The absurd nature of this legislation was demonstrated by the community day of national protest last week, which saw 500,000 Australians on the streets protesting against government legislation. Yet the Australian Building and Construction Commissioner, John Lloyd, suggested that in exercising their democratic rights those who worked in the building industry were in breach of the BCII act. These workers were not seeking a pay rise or reduced working hours; they were protesting against far-reaching federal government law, as is their right in a free society. Yet under these laws they face massive fines. As Mr Gentleman’s motion points out, individuals face up to $22,000 fines for exercising a right that is enshrined in international law.

The federal government’s empty rhetoric in this area, as in virtually all areas, is choice. Like their work choices legislation, these amendments are supposed to free the parties to negotiate, yet this legislation removes a reasonable and internationally protected bargaining chip in all employees’ hands—the right to strike. Like work choices, it unreasonably tips the balance of power in the employer’s favour. Through their work choices legislation, better bargaining bill and the BCII, the federal government continue to flout their international obligations. When you consider that Australia is also increasingly isolated in the OECD as a country without a human rights act or paid maternity leave, you are left to wonder if any other commonwealth government has ever ignored its international obligations to such a degree.

Not surprisingly, the governing body of the ILO recently announced that it had found that the BCII act breaches core international labour standards. The ILO has requested the Australian government to take the necessary steps to modify their laws, to keep the ILO informed about how they will improve the laws, especially how they will “eliminate excessive impediments, penalties or sanctions against industrial action” in the building and construction industry. In its finding, the committee said that the right to bargain collectively with employers is an essential element of freedom of association, and trade unions should have the right, through collective bargaining or other lawful means, to seek to improve the living and working conditions of those whom the trade unions represent, and the public authorities should refrain from any interference that would restrict this right. That is a damning indictment of the federal government.

Mr Gentleman’s motion makes reference to the government’s decision to threaten workers with six months jail for simply refusing to answer questions. I, as I know the minister is, am very concerned about this threat, and in the context of the building industry it cannot go unmentioned. Under intense criticism, largely sparked by the brave actions of the Chief Minister, the federal government has sought to justify its strict antiterror regime.
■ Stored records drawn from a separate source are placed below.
PR #449, opened 2024-01-03
RPC Provider Gateway

rollingtumbling:
## Feature
Please see [Design doc](https://www.notion.so/uniswaplabs/RPC-Proxy-for-Providers-5dbb8faf379948c0bfa03a28a94732b2?pvs=4). Here are more implementation notes not covered in the design doc:

### Two layer of providers
For implementation,  we introduced a `UniJsonRpcProvider` and `SingleJsonRpcProvider`
- `UniJsonRpcProvider`: Serves as the gateway to select the right provider
- `SingleJsonRpcProvider`: Serve the actual request. Also maintain the health information of this provider

Most etheres APIs are wrapped to provide the same user experience.

### Singleton / Life cycle
We recommend user to get the provider instance by `GlobalRpcProviders.getGlobalUniRpcProviders()`. This allows all user code to share the same "health situation" for these providers, so when one provider failed, all user code will know about it immediately. 

However, if a piece of user code want to use different provider selection strategy, he can spawn a new `UniJsonRpcProvider`, but still recommended to take `GlobalRpcProviders.getGlobalSingleRpcProviders()` to use the shared `SingleJsonRpcProvider`s to share the provider health info with other user code.
 
### Session support
`UniJsonRpcProvider` supports creating new session ID. Using the same session ID ensure there's no provider switch (otherwise provider may switch on any given call).

### Unit test
Added unit test to cover all introduced logic.
Since there are a lot of hand-copied code due to API wrapping, we only use `getBlockNumber()` as an example API to test in the unit tests. The current test coverage is
Screenshot 2024-01-08 at 2 29 18 AM

But if we exclude the verbose API wrapper code, the UT coverage for both `uniJsonRpcProvider.ts` and `singleJsonRpcProvider.ts` are over 95%.

### Manual integration test
For Ethereum mainnet, we replace the current provider in use `InstrumentedEVMProvider` and use `UniJsonRpcProvider` instead. Then we curl the `quote` request like this

```
curl --location 'https://k0g4phvg10.execute-api.us-east-2.amazonaws.com/prod/quote?tokenInAddress=0xC02aaA39b223FE8D0A0e5C4F27eAD9083C756Cc2&tokenInChainId=1&tokenOutAddress=0x1f9840a85d5af5bf1d1762f925bdaddc4201f984&tokenOutChainId=1&amount=100&type=exactIn'
```
And the result looks normal
```
{
    "blockNumber": "18959846",
    "amount": "100",
    "amountDecimals": "0.0000000000000001",
    "quote": "37588",
    "quoteDecimals": "0.000000000000037588",
    "quoteGasAdjusted": "-1497465077425683691",
    "quoteGasAdjustedDecimals": "-1.497465077425683691",
    "gasUseEstimateQuote": "1497465077425721279",
    "gasUseEstimateQuoteDecimals": "1.497465077425721279",
    "gasUseEstimate": "128000",
    "gasUseEstimateUSD": "8.629910639342568964",
    "simulationStatus": "UNATTEMPTED",
    "simulationError": false,
    "gasPriceWei": "30812169074",
    "route": [
        [
            {
                "type": "v3-pool",
                "address": "0x1d42064Fc4Beb5F8aAF85F4617AE8b3b5B8Bd801",
                "tokenIn": {
                    "chainId": 1,
                    "decimals": "18",
                    "address": "0xC02aaA39b223FE8D0A0e5C4F27eAD9083C756Cc2",
                    "symbol": "WETH"
                },
                "tokenOut": {
                    "chainId": 1,
                    "decimals": "18",
                    "address": "0x1f9840a85d5aF5bf1D1762F925BDADdC4201F984",
                    "symbol": "UNI"
                },
                "fee": "3000",
                "liquidity": "327862648197731747445127",
                "sqrtRatioX96": "4065999802749605505505689923",
                "tickCurrent": "-59397",
                "amountIn": "100",
                "amountOut": "37588"
            }
        ]
    ],
    "routeString": "[V3] 100.00% = WETH -- 0.3% [0x1d42064Fc4Beb5F8aAF85F4617AE8b3b5B8Bd801] --> UNI",
    "quoteId": "27a47",
    "hitsCachedRoutes": false
}
```
### E2E integration test
We run `npm run test:e2e`, all tests pass
Screenshot 2024-01-08 at 1 37 54 AM

### Percentage-based routing test
We try to balance traffic between Infura and Alchemy at 1:1 ratio and retry above E2E integration test. 
It works as expected.

### Fallback test
We set up 1 failing providers + 1 healthy providers (in that preference order). First one will fallback after a while, then use the backup to serve. So the results should be failed requests first(served by 1st provider), then followed by succeeded requests(served by 2nd provider).
It works as expected.

### Known issues
Currently we store health states in lambda's local memory. Since AWS can spawn new instance or reuse existing lambda instance arbitrarily, we don't have a control for the life cycle of the provider health states. To address this issue, we need to use DynamoDB table instead. This is important and needs to be done in the next PR.

#### Policy to report error
Currently when any of the etheres API throws an error, we will record this as a provider error and deduct the health score. However I'm not quite sure this is fair to the provider. For example, I've seen this error during manual integration test
Screenshot 2024-01-08 at 1 57 37 AM

This will for sure throws an error, but is this a provider's issue? We use http 4xx code to indicate error from user provided data and 5xx for server internal error, but I'm not sure we can differentiate that from etheres API's response. Please help!


lib/handlers/injector-sor.ts
```diff
@@ -53,6 +52,9 @@ import { deriveProviderName } from './evm/provider/ProviderName'
 import { V2DynamoCache } from './pools/pool-caching/v2/v2-dynamo-cache'
 import { OnChainTokenFeeFetcher } from '@uniswap/smart-order-router/build/main/providers/token-fee-fetcher'
 import { PortionProvider } from '@uniswap/smart-order-router/build/main/providers/portion-provider'
+import GlobalRpcProviders from '../rpc/globalRpcProviders'
+import { StaticJsonRpcProvider } from '@ethersproject/providers'
+// import UniJsonRpcProvider from '../rpc/uniJsonRpcProvider'
```
cgkol, line 57: delete comment?

lib/rpc/config.ts
```diff
@@ -0,0 +1,19 @@
...
+  HIGH_LATENCY_PENALTY: number
+  HEALTH_SCORE_FALLBACK_THRESHOLD: number
+  HEALTH_SCORE_RECOVER_THRESHOLD: number
+  MAX_LATENCY_ALLOWED_IN_MS: number
+  RECOVER_SCORE_PER_MS: number
+  RECOVER_EVALUATION_WAIT_PERIOD_IN_MS: number
+}
+
+export const DEFAULT_CONFIG: Config = {
+  ERROR_PENALTY: -50,
```
cgkol, line 12: might be worth commenting what these means; in other words, if we accumulate up to 3990 penalties in 5seconds then we fallback; I assume thats the case, and you can also explain the recovery part too

lib/rpc/singleJsonRpcProvider.ts
```diff
@@ -0,0 +1,460 @@
...
+        this.checkLastCallPerformance('getTransaction')
+      })
+  }
+
+  override getTransactionCount(
+    addressOrName: string | Promise<string>,
+    blockTag?: BlockTag | Promise<BlockTag>
+  ): Promise<number> {
+    const startTime = Date.now()
+    this.recordPerfBeforeCall(startTime)
```
cgkol, line 299: i see there is a lot of duplication around 

```
    const startTime = Date.now()
    this.recordPerfBeforeCall(startTime)
```

Would it make more sense to make all these super calls encapsulated somehow so that we dont do this everytime? I think this might make this a lot more readable! We have certain examples on data-api-graphql

cgkol: practically, the only variable is the function call (`getTransactionCount` or `getTransactionReceipt` etc) so we can do something cool here

lib/rpc/singleJsonRpcProvider.ts
```diff
@@ -0,0 +1,460 @@
...
+      this.isRecovering = true
+      debug(`${this.url} drops to unhealthy`)
+    } else if (this.isRecovering && this.healthScore > this.config.HEALTH_SCORE_RECOVER_THRESHOLD) {
+      this.isRecovering = false
+      debug(`${this.url} resumes to healthy`)
+    }
+    // No reward for normal operation.
+  }
+
+  private recordPerfBeforeCall(startTimeInMs: number) {
```
cgkol, line 104: here you need to update the startTimeInMs too right?

cgkol: i see you pass it as an argument on the afterCall function, but probably a little more nebulous if you do it this way

lib/rpc/singleJsonRpcProvider.ts
```diff
@@ -0,0 +1,460 @@
...
+      metric.putMetric(`${this.metricPrefix}_${method}_FAILED`, 1, MetricLoggerUnit.Count)
+      this.recordError()
+    } else if (this.perf.lastCallLatencyInMs > this.config.MAX_LATENCY_ALLOWED_IN_MS) {
+      metric.putMetric(`${this.metricPrefix}_${method}_SUCCESS_HIGH_LATENCY`, 1, MetricLoggerUnit.Count)
+      this.recordHighLatency()
+    } else {
+      metric.putMetric(`${this.metricPrefix}_${method}_SUCCESS`, 1, MetricLoggerUnit.Count)
+      // For a success call, we will increase health score.
+      if (this.perf.timeWaitedBeforeLastCallInMs > 0) {
+        this.recordProviderRecovery(this.perf.timeWaitedBeforeLastCallInMs)
```
cgkol, line 91: so we increase proportionally to the time between the last call? whats the intuition behind this?

cgkol: The longer we wait the more likely for it to have recovered, given that the last call was succesful?

lib/rpc/singleJsonRpcProvider.ts
```diff
@@ -0,0 +1,460 @@
...
+    super(url, { chainId, name: CHAIN_IDS_TO_NAMES[chainId] })
+    this.url = url
+    this.healthScore = 0
+    this.isRecovering = false
+    this.perf = new PerfStat()
+    this.config = config
+    this.metricPrefix = `RPC_${this.network.chainId}_${this.url}`
+  }
+
+  isHealthy(): boolean {
```
cgkol, line 46: we dont use isHealthy anywhere?

lib/rpc/chains.ts
```diff
@@ -0,0 +1,21 @@
+import { ChainId } from '@uniswap/sdk-core'
+
+export const CHAIN_IDS_TO_NAMES = {
```
cgkol, line 3: btw dont we already have such a conversion? otherwise how do we pass in the chain currently?

bin/app.ts
```diff
@@ -281,6 +281,9 @@ const jsonRpcProviders = {
   WEB3_RPC_56: process.env.JSON_RPC_PROVIDER_56!,
   WEB3_RPC_43114: process.env.JSON_RPC_PROVIDER_43114!,
   WEB3_RPC_8453: process.env.JSON_RPC_PROVIDER_8453!,
+  UNI_RPC_PROVIDER_INFURA_KEY: process.env.UNI_RPC_PROVIDER_INFURA_KEY!,
```
jsy1218, line 284: I think we should name it more generically, because we might dynamically switch between providers at runtime.

lib/rpc/chains.ts
jsy1218: Yea, routing-api imports `ID_TO_NETWORK_NAME` from sor

lib/rpc/globalRpcProviders.ts
```diff
@@ -0,0 +1,62 @@
...
+  private static initGlobalSingleRpcProviders() {
+    const INFURA_KEY = process.env.UNI_RPC_PROVIDER_INFURA_KEY
+    if (INFURA_KEY === undefined) {
+      throw new Error(`UNI_RPC_PROVIDER_INFURA_KEY must be a defined environment variable`)
+    }
+    const QUICKNODE_MAINNET_RPC_URL = process.env.UNI_RPC_PROVIDER_QUICKNODE_MAINNET_RPC_URL
+    if (QUICKNODE_MAINNET_RPC_URL === 'undefined') {
+      throw new Error(`REACT_APP_QUICKNODE_MAINNET_RPC_URL must be a defined environment variable`)
+    }
+    this.SINGLE_RPC_PROVIDERS = {
```
jsy1218, line 27: This implementation will make the RPC provider gateway to roll out to ETH Mainnet completely. I think we want to de-risk by deploying to a chain with lesser usages/revenues, meanwhile we know we are using the Infura RPC for that chain.

By looking at the Infura RPCs, and the chains we collect revenue on, Avalanche 43114 might be a good choice.

lib/rpc/globalRpcProviders.ts
```diff
@@ -0,0 +1,62 @@
+import { ChainId } from '@uniswap/sdk-core'
+import SingleJsonRpcProvider from './singleJsonRpcProvider'
+import UniJsonRpcProvider from './uniJsonRpcProvider'
+
+export default class GlobalRpcProviders {
+  private static readonly PROVIDER_RPC_URL_RANKING: Partial<Record<ChainId, number[] | undefined>> = {
```
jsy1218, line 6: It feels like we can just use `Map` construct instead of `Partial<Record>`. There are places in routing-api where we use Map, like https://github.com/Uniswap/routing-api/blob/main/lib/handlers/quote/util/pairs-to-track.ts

Less attention has been given to the government’s legislation in this area, which gives wide-ranging interrogation powers to the Building Industry Taskforce. This task force is made up mainly of ex-policemen and has extensive investigative powers. These include threatening interviewees with six months jail if they refuse to answer questions. This is an extraordinary attack on the right to silence, described by the High Court as a human right that protects personal freedom, privacy and dignity from the power of the state.